[Records drawn from a dataset]
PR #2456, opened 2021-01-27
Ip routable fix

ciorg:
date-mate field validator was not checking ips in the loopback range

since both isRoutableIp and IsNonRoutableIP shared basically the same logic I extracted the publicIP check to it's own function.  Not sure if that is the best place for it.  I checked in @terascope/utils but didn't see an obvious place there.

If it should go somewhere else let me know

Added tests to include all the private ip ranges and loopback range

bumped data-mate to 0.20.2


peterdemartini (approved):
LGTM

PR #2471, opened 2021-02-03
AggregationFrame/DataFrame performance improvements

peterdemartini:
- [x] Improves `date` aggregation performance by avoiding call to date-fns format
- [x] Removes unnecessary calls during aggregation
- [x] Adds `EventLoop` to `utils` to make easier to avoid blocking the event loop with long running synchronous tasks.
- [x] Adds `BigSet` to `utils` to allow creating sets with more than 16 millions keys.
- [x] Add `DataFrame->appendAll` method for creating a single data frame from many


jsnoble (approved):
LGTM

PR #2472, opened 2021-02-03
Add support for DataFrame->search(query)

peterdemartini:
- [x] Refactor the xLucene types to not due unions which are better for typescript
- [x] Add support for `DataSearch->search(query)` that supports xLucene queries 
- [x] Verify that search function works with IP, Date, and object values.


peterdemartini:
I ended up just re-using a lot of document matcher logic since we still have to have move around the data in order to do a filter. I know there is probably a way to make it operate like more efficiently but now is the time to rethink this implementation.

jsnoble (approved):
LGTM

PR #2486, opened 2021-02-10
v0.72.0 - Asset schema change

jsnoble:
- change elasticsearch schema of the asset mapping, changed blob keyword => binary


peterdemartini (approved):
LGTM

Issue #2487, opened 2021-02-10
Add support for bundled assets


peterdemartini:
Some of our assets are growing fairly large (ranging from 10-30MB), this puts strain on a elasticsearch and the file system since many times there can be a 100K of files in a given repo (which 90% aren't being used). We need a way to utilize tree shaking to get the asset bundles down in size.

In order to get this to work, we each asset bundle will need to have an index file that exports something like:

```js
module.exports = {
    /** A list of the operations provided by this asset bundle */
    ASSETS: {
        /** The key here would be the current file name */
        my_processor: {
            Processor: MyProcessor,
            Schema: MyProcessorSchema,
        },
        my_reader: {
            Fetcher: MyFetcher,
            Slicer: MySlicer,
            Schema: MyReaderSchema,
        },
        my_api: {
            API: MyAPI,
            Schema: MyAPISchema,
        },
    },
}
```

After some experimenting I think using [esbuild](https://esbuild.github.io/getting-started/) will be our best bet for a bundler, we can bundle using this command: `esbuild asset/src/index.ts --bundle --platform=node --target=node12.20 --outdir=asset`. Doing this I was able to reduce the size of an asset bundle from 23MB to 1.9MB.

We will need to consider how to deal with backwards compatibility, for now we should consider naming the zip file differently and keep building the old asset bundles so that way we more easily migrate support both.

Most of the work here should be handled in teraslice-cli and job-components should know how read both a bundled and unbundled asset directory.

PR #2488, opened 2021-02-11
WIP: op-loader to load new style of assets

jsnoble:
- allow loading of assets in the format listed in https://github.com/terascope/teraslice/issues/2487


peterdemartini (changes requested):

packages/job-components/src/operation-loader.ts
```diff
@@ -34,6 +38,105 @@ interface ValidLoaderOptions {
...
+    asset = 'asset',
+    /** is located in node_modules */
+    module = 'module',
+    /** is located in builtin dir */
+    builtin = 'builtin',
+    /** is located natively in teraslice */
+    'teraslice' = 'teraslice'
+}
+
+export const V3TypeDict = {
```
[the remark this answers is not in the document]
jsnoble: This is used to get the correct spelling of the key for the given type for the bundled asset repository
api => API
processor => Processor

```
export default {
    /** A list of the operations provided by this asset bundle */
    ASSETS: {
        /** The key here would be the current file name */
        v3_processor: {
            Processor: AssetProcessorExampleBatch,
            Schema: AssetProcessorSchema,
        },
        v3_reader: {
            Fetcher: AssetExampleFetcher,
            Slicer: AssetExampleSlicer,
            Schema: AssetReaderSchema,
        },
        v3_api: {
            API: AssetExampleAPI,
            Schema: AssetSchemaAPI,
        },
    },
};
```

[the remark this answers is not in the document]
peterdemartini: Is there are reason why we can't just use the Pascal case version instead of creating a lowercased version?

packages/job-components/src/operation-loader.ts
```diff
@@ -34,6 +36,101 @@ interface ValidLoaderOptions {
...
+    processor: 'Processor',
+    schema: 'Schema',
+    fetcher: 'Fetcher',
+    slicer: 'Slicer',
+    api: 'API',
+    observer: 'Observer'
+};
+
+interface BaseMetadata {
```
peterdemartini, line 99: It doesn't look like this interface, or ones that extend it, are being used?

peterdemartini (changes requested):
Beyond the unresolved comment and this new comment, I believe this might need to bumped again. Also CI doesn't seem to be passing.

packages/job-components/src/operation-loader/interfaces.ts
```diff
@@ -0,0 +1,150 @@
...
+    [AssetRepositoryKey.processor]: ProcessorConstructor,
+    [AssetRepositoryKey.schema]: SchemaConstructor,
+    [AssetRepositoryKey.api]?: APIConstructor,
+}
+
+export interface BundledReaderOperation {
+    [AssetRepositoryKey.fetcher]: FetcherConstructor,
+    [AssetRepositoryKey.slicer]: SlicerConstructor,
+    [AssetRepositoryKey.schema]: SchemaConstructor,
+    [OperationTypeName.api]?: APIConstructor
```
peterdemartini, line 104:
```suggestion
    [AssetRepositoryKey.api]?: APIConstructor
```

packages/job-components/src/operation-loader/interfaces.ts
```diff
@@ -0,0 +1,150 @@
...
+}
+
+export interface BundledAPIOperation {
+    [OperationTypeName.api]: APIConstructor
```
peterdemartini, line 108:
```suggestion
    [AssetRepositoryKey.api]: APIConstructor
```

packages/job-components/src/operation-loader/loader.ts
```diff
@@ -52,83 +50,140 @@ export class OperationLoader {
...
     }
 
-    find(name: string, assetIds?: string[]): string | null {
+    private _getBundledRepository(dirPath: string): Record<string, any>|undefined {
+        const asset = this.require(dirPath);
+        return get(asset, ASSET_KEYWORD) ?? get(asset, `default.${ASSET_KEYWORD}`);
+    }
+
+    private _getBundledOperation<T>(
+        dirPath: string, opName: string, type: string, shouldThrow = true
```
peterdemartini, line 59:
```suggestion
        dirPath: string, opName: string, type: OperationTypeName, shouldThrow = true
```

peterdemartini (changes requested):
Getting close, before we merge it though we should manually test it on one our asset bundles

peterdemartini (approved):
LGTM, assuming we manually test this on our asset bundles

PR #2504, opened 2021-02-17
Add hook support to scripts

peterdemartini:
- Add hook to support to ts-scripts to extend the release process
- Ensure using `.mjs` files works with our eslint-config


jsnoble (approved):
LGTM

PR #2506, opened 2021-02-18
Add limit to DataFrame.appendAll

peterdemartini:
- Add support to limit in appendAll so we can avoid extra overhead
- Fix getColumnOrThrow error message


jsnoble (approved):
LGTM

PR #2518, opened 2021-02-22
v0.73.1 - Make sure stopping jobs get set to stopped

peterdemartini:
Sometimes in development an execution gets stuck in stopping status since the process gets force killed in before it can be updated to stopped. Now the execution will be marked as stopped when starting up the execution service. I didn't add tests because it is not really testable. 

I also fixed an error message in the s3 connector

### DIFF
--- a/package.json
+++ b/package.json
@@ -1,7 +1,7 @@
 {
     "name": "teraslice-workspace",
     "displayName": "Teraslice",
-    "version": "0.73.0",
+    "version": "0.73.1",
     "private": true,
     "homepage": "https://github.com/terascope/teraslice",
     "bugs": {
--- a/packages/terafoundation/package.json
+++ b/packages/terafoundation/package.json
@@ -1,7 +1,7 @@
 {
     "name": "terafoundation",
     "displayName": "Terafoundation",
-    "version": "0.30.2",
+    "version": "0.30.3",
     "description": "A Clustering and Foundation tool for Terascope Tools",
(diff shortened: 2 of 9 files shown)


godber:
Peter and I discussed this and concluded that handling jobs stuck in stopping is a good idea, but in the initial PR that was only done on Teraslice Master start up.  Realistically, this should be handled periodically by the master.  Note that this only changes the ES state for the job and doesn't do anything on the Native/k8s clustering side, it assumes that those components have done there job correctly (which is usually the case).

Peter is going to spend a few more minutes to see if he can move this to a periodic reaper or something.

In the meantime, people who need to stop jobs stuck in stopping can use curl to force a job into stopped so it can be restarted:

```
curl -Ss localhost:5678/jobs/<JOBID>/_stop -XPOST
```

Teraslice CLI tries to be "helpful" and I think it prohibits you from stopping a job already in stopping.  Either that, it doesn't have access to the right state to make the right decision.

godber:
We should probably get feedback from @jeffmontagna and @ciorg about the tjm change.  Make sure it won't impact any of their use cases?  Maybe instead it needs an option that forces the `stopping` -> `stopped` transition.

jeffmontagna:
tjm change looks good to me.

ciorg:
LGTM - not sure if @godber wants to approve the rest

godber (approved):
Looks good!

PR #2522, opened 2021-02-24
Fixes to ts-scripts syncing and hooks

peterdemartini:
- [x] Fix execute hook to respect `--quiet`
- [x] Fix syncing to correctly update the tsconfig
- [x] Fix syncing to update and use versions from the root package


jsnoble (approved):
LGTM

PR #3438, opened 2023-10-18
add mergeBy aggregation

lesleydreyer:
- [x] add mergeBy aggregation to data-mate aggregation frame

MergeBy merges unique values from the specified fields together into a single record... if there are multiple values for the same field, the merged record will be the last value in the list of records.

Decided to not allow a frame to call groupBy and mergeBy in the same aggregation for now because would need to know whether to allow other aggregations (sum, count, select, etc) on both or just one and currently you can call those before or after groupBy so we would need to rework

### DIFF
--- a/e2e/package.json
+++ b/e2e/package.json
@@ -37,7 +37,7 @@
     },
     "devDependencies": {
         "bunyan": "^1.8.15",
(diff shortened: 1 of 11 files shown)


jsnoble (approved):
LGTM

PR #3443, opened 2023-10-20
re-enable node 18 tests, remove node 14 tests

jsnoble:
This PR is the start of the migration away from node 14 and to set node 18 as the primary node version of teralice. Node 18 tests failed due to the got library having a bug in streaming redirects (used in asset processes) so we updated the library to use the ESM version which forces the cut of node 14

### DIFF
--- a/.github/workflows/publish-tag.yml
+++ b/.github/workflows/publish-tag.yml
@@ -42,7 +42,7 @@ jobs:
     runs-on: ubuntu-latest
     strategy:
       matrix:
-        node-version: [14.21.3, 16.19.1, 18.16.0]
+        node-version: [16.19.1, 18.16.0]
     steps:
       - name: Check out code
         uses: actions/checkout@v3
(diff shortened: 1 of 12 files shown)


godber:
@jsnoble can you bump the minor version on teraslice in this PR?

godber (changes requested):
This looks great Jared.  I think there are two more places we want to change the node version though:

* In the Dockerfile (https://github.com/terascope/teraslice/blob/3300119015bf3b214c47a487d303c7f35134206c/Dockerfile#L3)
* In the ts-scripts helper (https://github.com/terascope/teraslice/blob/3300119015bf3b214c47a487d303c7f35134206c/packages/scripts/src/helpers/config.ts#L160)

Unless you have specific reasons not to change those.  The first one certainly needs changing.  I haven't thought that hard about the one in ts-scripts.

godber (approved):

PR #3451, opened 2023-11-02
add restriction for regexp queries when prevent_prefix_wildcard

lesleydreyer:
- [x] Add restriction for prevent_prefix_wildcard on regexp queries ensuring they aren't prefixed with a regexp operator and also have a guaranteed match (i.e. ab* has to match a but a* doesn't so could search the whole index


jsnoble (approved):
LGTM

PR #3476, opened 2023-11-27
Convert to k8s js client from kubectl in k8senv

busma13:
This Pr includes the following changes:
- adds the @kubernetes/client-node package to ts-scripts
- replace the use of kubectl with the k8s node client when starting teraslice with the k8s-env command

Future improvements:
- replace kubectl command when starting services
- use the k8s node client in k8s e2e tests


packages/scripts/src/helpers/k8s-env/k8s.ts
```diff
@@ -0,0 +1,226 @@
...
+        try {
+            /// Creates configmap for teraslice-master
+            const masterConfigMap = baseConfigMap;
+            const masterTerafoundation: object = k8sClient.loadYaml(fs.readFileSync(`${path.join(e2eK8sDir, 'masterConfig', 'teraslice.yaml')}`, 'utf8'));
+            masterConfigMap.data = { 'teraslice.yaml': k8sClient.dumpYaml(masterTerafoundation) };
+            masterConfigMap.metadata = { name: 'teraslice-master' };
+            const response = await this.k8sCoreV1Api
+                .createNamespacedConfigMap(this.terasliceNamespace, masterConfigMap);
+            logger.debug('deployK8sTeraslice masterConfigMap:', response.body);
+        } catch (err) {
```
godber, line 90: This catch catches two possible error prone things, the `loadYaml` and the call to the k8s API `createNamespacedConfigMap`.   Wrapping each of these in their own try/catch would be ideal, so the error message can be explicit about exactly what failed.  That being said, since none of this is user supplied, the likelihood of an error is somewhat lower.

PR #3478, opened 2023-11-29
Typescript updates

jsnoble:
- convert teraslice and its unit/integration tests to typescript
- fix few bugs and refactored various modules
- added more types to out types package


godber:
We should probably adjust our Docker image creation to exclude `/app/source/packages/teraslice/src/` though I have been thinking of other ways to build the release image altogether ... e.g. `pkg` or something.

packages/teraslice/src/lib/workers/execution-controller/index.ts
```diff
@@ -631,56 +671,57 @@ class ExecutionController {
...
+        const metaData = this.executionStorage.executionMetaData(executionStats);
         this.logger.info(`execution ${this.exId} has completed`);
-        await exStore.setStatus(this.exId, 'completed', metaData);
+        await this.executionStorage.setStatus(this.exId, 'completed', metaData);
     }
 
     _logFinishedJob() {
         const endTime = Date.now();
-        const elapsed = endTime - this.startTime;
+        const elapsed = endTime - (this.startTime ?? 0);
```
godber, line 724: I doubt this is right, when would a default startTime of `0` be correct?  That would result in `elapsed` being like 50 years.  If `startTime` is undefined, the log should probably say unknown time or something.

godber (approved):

▶ _Task to complete_
Set down verbatim only the lines between the start of the data above and the line with "date-mate field validator", both boundaries included.

▶ _Solution_
PR #2456, opened 2021-01-27
Ip routable fix

ciorg:
date-mate field validator was not checking ips in the loopback range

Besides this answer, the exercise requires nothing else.